John Eastman, professor of law and community service at Chapman University Fowler School of Law. (@DrJohnEastman) Founding Director of the Claremont Institute’s Center for Constitutional Jurisprudence.

He testified before the House Judiciary Committee earlier this month on "Lessons from the Mueller Report, Part III: 'Constitutional Processes for Addressing Presidential Misconduct.' "

From The Reading List

The Hill: "Mueller agrees lies by Trump officials impeded his investigation" — "Former special counsel Robert Mueller told Congress Wednesday that he generally agreed that lies by Trump campaign officials and administration officials impeded his nearly two-year investigation.

"Rep. Val Demings (D-Fla.) asked if other witnesses beyond those who were indicted during his probe into Russian interference in the 2016 election lied to his team of prosecutors.

"'I think there are probably a spectrum of witnesses in terms of those who are not telling the full truth and those that are outright liars,' Mueller responded, noting that it was fair to say there were 'limits' on the evidence he could access as a result.

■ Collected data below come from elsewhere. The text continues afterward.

PR #2240, opened 2024-01-24
Add missing case for `Ltyp_poly` in Pprintast

alanechang:
`module type S = sig val f1 : ('a : float64) ('b : immediate) 'c. 'a -> 'b -> 'c end;;` currently causes an infinite loop in `Pprintast`.

This is due to a missing case match for `Ltyp_poly`. This PR adds the missing case, removes the use of wildcard match cases, and provides regression tests.


ncik-roberts (approved):
I didn't scrutinize the code too closely, but I checked that its changes are localized to Jane Street syntax and that the test cases look good.

PR #2241, opened 2024-01-25
Turn the (most mature) layouts extension on by default

ccasin:
This also updates various tests accordingly.


ocaml/testsuite/tests/typing-layouts-float64/unboxed_floats.ml
```diff
@@ -10,16 +10,13 @@
    ** bytecode
      flags = "-extension layouts_beta"
    ** native
-     flags = "-extension layouts"
    ** bytecode
-     flags = "-extension layouts"
    ** setup-ocamlc.byte-build-env
      ocamlc_byte_exit_status = "2"
    *** ocamlc.byte
+     flags = "-disable-all-extensions"
```
goldfirere, line 17: Can we also test with `-only-erasable-extensions`? That's what's used in public release, and should stop layouts from working there.

goldfirere (approved):

ocaml/testsuite/tests/typing-layouts-float64/unboxed_floats.ml
ccasin: The layouts extension is erasable.

(I don't actually know if we have the tooling in place to do the erasing, but if not, I think that bug is independent from the change in this PR.)

ocaml/testsuite/tests/typing-layouts-bits32/basics.ml
```diff
@@ -4,7 +4,6 @@
    * expect
    flags = "-extension layouts_beta"
    * expect
-   flags = "-extension layouts"
```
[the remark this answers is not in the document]
ccasin: I did test this and it works, but I've now changed the tests to put the no-flags version first to make it clearer.

ocaml/testsuite/tests/parsing/pr6604.compilers.reference
```diff
@@ -1,4 +1,4 @@
 File "pr6604.ml", line 9, characters 0-2:
 9 | #1
     ^^
-Error: Syntax error: line number directive not expected.
+Error: Syntax error: unboxed integer literal with type-specifying suffix expected.
```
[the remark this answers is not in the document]
ccasin: Unfortunately, this error is issued not only at the beginning of lines, but wherever this appears.

I think adding a hint about line number directives is confusing for the case where someone just forgets a suffix on their unboxed int literal (which, in the not-too-distant future will hopefully be much more common than line number directives).

It might conceivably be possible to distinguish the beginning of line case, but I think not without some lexer trickery, and propose it is not worth investing further time in right now.

I have updated the error along the lines you suggest, though.

ocaml/testsuite/tests/typing-layouts-float64/unboxed_floats.ml
goldfirere: That sounds bad. I agree it's separate from this PR. But I'll raise the issue elsewhere.

goldfirere:
As discussed internally, we should mark `-extension layouts` as not erasable. Maybe just do that in this PR? Seems germane.

ccasin:
> As discussed internally, we should mark `-extension layouts` as not erasable. Maybe just do that in this PR? Seems germane.

Done.  We're good to press the button once CI is green again.

PR #2242, opened 2024-01-25
Add my_region check upon set of closures creation in classic mode

mshinwell:
This adds a check that there is no use of the implicit `my_region` parameter if a function's return mode is Heap, when in classic mode.  This mirrors the existing check performed in Simplify.  This check is helpful for catching errors in code generated by the frontend, where failure to do so may lead to a local stack leak.

I tested this check using the example from #2236.

The second commit declutters the printing by eliding the printing of the `my_region` parameter if the return mode is Heap.


Ekdohibs (approved):
First commit is good. I don't like much the approach of the second commit, which introduces a dependency between the code metadata and the printing of `function_params_and_body`, but it works; a better solution would be to properly account for the `my_region` parameter by replacing it with an option.

mshinwell:
OK let's just do the first commit for now then.

PR #2710, opened 2024-06-21
Use float32 for `float32x4` scalar casts

TheNumbat:
Updates the following builtins to operate on 32-bit floats: 
- `caml_float32x4_low_to_float` 
- `caml_float32x4_low_of_float`
- `caml_float32x4_const1`
- `caml_float32x4_const4`

The new builtins take and return unboxed `float32`s. This allows us to remove the special cases in the backend for converting to/from 64-bit floats. 

The SIMD tests have been updated to reflect the new behavior.


backend/cmm_builtins.ml
```diff
@@ -195,6 +195,14 @@ let bigstring_atomic_add size (arg1, arg2, arg3) dbg =
 let bigstring_atomic_sub size (arg1, arg2, arg3) dbg =
   bigstring_atomic_add size (arg1, arg2, neg_int arg3 dbg) dbg
 
+(* Assumes unboxed float32 *)
+let rec const_float32_args n args name =
```
xclerc, line 199: (This is the fourth variant of this function;
it might be worth factoring out.)

backend/amd64/emit.mlp
```diff
@@ -1016,12 +1016,8 @@ let emit_static_cast (cast : Cmm.static_cast) i =
...
   | Scalar_of_v128 Int32x4 -> I.movd (arg i 0) (res32 i 0)
   | V128_of_scalar Int32x4 -> I.movd (arg32 i 0) (res i 0)
-  | V128_of_scalar Float32x4 ->
-    (* CR mslater: (SIMD) remove cvt once we have unboxed float32 *)
-    I.cvtsd2ss (arg i 0) (res i 0)
-  | Scalar_of_v128 Float32x4 ->
-    (* CR mslater: (SIMD) remove cvt once we have unboxed float32 *)
-    I.cvtss2sd (arg i 0) (res i 0)
+  | V128_of_scalar Float32x4 | Scalar_of_v128 Float32x4 ->
+    if distinct then I.movss (arg i 0) (res i 0)
```
xclerc, line 1020: (Arguably not part of this pull request,
but it feels like `distinct` might not be
used uniformly. Could you double
check it is always used when it can
be? For instance, shouldn't it be used
on [line 1016](https://github.com/ocaml-flambda/flambda-backend/pull/2710/files#diff-89a48d52bdba7b3a60e36cfc34c5f2f96f59da176212034bfc80e9743f9057d6R1016)?)

backend/cmm_builtins.ml
TheNumbat: Hmm, I tried combining them but I don't think it's worthwhile, since they have different types/constructors/error messages

backend/amd64/emit.mlp
TheNumbat: I think the usage is correct - the `movq` and `movd`s are always between register classes, so are always distinct

backend/cmm_builtins.ml
xclerc: I agree a patch such as the one below is not
particularly elegant, but won't we have more
copy-paste when we introduce additional
small numbers?

```diff
--- a/backend/cmm_builtins.ml
+++ b/backend/cmm_builtins.ml
@@ -195,38 +195,28 @@ let bigstring_atomic_add size (arg1, arg2, arg3) dbg =
 let bigstring_atomic_sub size (arg1, arg2, arg3) dbg =
   bigstring_atomic_add size (arg1, arg2, neg_int arg3 dbg) dbg

-(* Assumes unboxed float32 *)
-let rec const_float32_args n args name =
+let rec const_args_gen ~extract ~type_name n args name =
   match n, args with
   | 0, [] -> []
-  | n, Cconst_float32 (f, _) :: args ->
-    f :: const_float32_args (n - 1) args name
-  | _ -> bad_immediate "Did not find constant float32 arguments for %s" name
+  | _, [] -> assert false (* TODO *)
+  | n, arg :: args ->
+    begin match extract arg with
+    | Some value -> value :: const_args_gen ~extract ~type_name (n - 1) args name
+    | None -> bad_immediate "Did not find constant %s arguments for %s" type_name name
+    end
+
+(* Assumes unboxed float32 *)
+let const_float32_args = const_args_gen ~extract:(function Cconst_float32 (f, _) -> Some f | _ -> None) ~type_name:"float32"

 (* Assumes unboxed float64 *)
-let rec const_float_args n args name =
-  match n, args with
-  | 0, [] -> []
-  | n, Cconst_float (f, _) :: args -> f :: const_float_args (n - 1) args name
-  | _ -> bad_immediate "Did not find constant float arguments for %s" name
+let const_float_args = const_args_gen ~extract:(function Cconst_float (f, _) -> Some f | _ -> None) ~type_name:"float"

 (* Assumes untagged int or unboxed int32, always representable by int63 *)
-let rec const_int_args n args name =
-  match n, args with
-  | 0, [] -> []
-  | n, Cconst_int (i, _) :: args -> i :: const_int_args (n - 1) args name
-  | _ -> bad_immediate "Did not find constant int arguments for %s" name
+let const_int_args = const_args_gen ~extract:(function Cconst_int (i, _) -> Some i | _ -> None) ~type_name:"int"

 (* Assumes unboxed int64: no tag, comes as Cconst_int when representable by
    int63, otherwise we get Cconst_natint *)
-let rec const_int64_args n args name =
-  match n, args with
-  | 0, [] -> []
-  | n, Cconst_int (i, _) :: args ->
-    Int64.of_int i :: const_int64_args (n - 1) args name
-  | n, Cconst_natint (i, _) :: args ->
-    Int64.of_nativeint i :: const_int64_args (n - 1) args name
-  | _ -> bad_immediate "Did not find constant int64 arguments for %s" name
+let rec const_int64_args = const_args_gen ~extract:(function Cconst_int (i, _) -> Some (Int64.of_int i) | Cconst_natint (i, _) -> Some (Int64.of_nativeint i) | _ -> None) ~type_name:"int64"

 let int64_of_int8 i =
   (* CR mslater: (SIMD) replace once we have unboxed int8 *)

```

TheNumbat: Yeah, that's true - updated to your suggestion

xclerc (approved):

"Denings followed up by asking if it would be accurate to say that 'lies by Trump campaign officials and administration officials impeded your investigation.'

"'I would generally agree with that,' Mueller said."

Reuters: "Explainer: What it would take for Congress to impeach Trump" — "A dark cloud of impeachment has threatened President Donald Trump for many months, with Democrats in the U.S. House of Representatives, where any such effort to remove him from office would begin, divided about whether to proceed.

"In American politics, few procedures are as arduous or as divisive as the Constitution’s carefully balanced law for ousting a chief executive found to be unfit to serve.

"No president has ever been removed as a direct result of it. One, President Richard Nixon, resigned before he could be removed. Two, presidents Andrew Johnson and Bill Clinton, were impeached by the House, but not convicted by the Senate.

"Since he took office in January 2017, Trump has been under investigation. A turning point came in mid-April with the release of a redacted version of a long-awaited report from former U.S. Special Counsel Robert Mueller.

"On Wednesday, Mueller will testify before two House committees about his report, with Democrats planning to focus the proceedings on Trump’s conduct. The strategy, described by Democratic congressional aides, is intended to build support among Americans for Democrats’ investigative agenda, possibly leading to impeachment proceedings."

Politico: "Pelosi’s impeachment blockade faces biggest test yet: Mueller" — "No one will be watching Robert Mueller’s testimony Wednesday closer than Speaker Nancy Pelosi.

The former special counsel’s appearance is viewed by both supporters and opponents of President Donald Trump’s impeachment as a tipping point in the debate that’s roiled Democrats — and which Pelosi has spent months working to stifle.

"For Democratic leaders, a mostly unspoken but widely understood goal since taking back the House has been to shepherd the caucus into the August recess without launching impeachment proceedings. They now have to hang on just three more days.

"Backers of the push to oust Trump don’t necessarily disagree. They see Mueller’s appearance as their best shot to deliver a jolt of momentum to the effort — or watch the steadily growing support for impeachment sputter out over the six-week break.

"When asked if Mueller’s testimony was a crossroads in the impeachment debate, House Majority Leader Steny Hoyer (D-Md.) told POLITICO: 'It could be.' "

Allison Pohle produced this hour for broadcast.

This program aired on July 25, 2019.